Worked example: Mars launch window 2028 — planning-tier transcript driving porkchop over a 2028 window with a synthetic Earth/Mars geometry; the run script asserts the best cell sits inside a plausible Δv envelope.

Hohmann Δv between circular orbits

You: Compute the Hohmann Δv from a 250 km circular LEO to GEO.

The Hohmann transfer is the half-ellipse joining perigee at the departure radius to apogee at the arrival radius. The model calls lambert_solve with tof set to half the transfer ellipse's period and supplies both circular-tangent velocities so the response's dv field carries the two-impulse total directly.
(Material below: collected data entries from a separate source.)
PR #475, opened 2015-02-24
MeshFunction subdomain ids support

pbauman:
Effectively replaces #473 based on the discussion there. In particular, we're going to assume that elements with different dimension will have different subdomain ids and that the user/other library code will construct subdomain id sets accordingly. Note I haven't updated the `FunctionBase` API yet, I was saving that for updating the projections, which will be more substantial work. In particular, I've left the old `operator()` API intact and it internally calls the new one with NULL subdomain ids pointer. I haven't put a `libmesh_deprecated` in yet --- will do that as part of the projections work. 

I've tested this with `ExactSolution` (forthcoming PR) as well as with GRINS and all is well.

Note that I did this without the changes #472 so I'll also be creating a PR to roll that one back.

### DIFF
--- a/include/mesh/mesh_function.h
+++ b/include/mesh/mesh_function.h
@@ -154,11 +154,14 @@ public:
 
   /**
    * Computes gradients at coordinate \p p and for time \p time, which
-   * defaults to zero.
+   * defaults to zero, optionally restricting the point to the passed
+   * subdomain_ids. This is useful in cases where there are multiple
+   * dimensioned elements, for example.
    */
   void gradient (const Point& p,
                  const Real time,
-                 std::vector<Gradient>& output);
+                 std::vector<Gradient>& output,
+                 const std::set<subdomain_id_type>* subdomain_ids = NULL);
 
   /**
    * Computes gradients at coordinate \p p and for time \p time, which
--- a/include/mesh/mesh_function.h
+++ b/include/mesh/mesh_function.h
@@ -165,11 +165,14 @@ public:
 
   /**
    * Computes gradients at coordinate \p p and for time \p time, which
-   * defaults to zero.
+   * defaults to zero, optionally restricting the point to the passed
+   * subdomain_ids. This is useful in cases where there are multiple
+   * dimensioned elements, for example.
    */
   void hessian (const Point& p,
                 const Real time,
-                std::vector<Tensor>& output);
+                std::vector<Tensor>& output,
+                const std::set<subdomain_id_type>* subdomain_ids = NULL);
 
   /**
    * Returns the current \p PointLocator object, for you might want to
--- a/include/mesh/mesh_function.h
+++ b/include/mesh/mesh_function.h
@@ -219,6 +219,10 @@ public:
 
 protected:
 
+  /**
+   * Helper function to reduce code duplication
+   */
+  const Elem* find_element( const Point& p ) const;
 
   /**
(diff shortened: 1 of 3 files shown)


include/mesh/mesh_function.h
```diff
@@ -219,6 +237,11 @@ class MeshFunction : public FunctionBase<Number>,
 
 protected:
 
+  /**
+   * Helper function to reduce code duplication
+   */
+  const Elem* find_element( const Point& p,
+                            const std::set<subdomain_id_type>* subdomain_ids = NULL ) const;
```
roystgnr: Thank you for this.

roystgnr:
:+1:

include/mesh/mesh_function.h
```diff
@@ -146,27 +146,45 @@ class MeshFunction : public FunctionBase<Number>,
...
+   * restricting the point to the passed subdomain_ids. This is useful in
+   * cases where there are multiple dimensioned elements, for example.
+   */
+  void operator() (const Point& p,
+                   const Real time,
+                   DenseVector<Number>& output,
+                   const std::set<subdomain_id_type>* subdomain_ids);
+
+  /**
    * Computes gradients at coordinate \p p and for time \p time, which
```
roystgnr: Why two function overloads here?  Why not just a default argument value subdomain_ids=NULL?

pbauman: The former is a virtual function overriding the `FunctionBase` (pure virtual) definition. I was trying to avoid redoing the FunctionBase here because that could spiral on us a bit. However, I debated which way to go and went the lazy route. If you'd prefer me not introducing the new overload, I'll go back and update `FunctionBase` as well. My plan there would be the same as here: Add the new overload and keep the old one with a `libmesh_deprecated()` inside and have it call the new one with NULL for the default. Otherwise, we'll break the API on everyone subclassing FunctionBase. But maybe there's another way to go about it?

roystgnr: No, I'm an idiot.  We don't want to force people subclassing FunctionBase to change their code, so we can't change the method signature, so we have to add a new overload.

I don't think we should deprecate the old method, though.  Just because people are now *allowed* to worry about which subdomain they're querying, that doesn't mean they should be *forced* to worry about it.  Ideally, most Functions should still be functions.  ;-)

pbauman: > No, I'm an idiot. We don't want to force people subclassing FunctionBase to change their code, so we can't change the method signature, so we have to add a new overload.

You want me to go ahead and do that here?

> I don't think we should deprecate the old method, though. Just because people are now allowed to worry about which subdomain they're querying, that doesn't mean they should be forced to worry about it. Ideally, most Functions should still be functions. ;-)

Agreed, I was just thinking so that we could, in the future, have one method were we default to NULL for the subdomain ids instead of persisting with two.

roystgnr: The FunctionBase changes can go in a separate PR.  Let's merge this now.

I'm ambivalent about whether moving to one method is worth the hassle.  There's nothing *wrong* about the original API, it's just less flexible.  If you feel strongly (or if someone else does and wants to pipe up) then we could deprecate it, though.

pbauman: I don't feel strongly about it, but if someone else does, then I'll take care of it.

// tools/call → lambert_solve
{
  "r1": [6628.137, 0.0, 0.0],
  "r2": [-42163.999..., 0.073..., 0.0],     // 179.999° offset dodges Lambert's strictly-collinear branch
  "tof": 19035.51,
  "mu": "earth",
  "depart_velocity": [0.0, 7.755, 0.0],
  "arrive_velocity": [-0.000005, -3.075, 0.0]
}

Response carries dv ≈ 3.91 km/s plus the transfer arc's semi-major axis (a = 24396 km) and eccentricity (e ≈ 0.73) — the textbook Hohmann values.

Worked example: Hohmann LEO → GEO — full transcript with the geometric setup and the collinear-degeneracy workaround explained, plus a reproducible script asserting the Δv lands within ± 0.01 km/s of the textbook ≈ 3.912 km/s.

Time-scale conversions for log analysis

You: Convert these telemetry timestamps from GPS to UTC and TDB: 2026-05-23T12:00:00Z, 2026-05-23T12:00:01Z.

The model calls time_convert twice (or in a single multi-target call if the prompt permits), once for each target scale. The tool wraps astropy.time so leap-second handling, UT1-UTC corrections (sourced from the cached IERS Bulletin A), and the TDB ↔ TT relativistic offset are all correct.

The same tool handles ISO / JD / MJD / seconds-since-J2000 / Unix-time representations on either side via the in_format / out_format arguments. See time_convert for the full scale and format lists; the time-scale Python type is astrodynamics_mcp.schemas.base.TimeScale.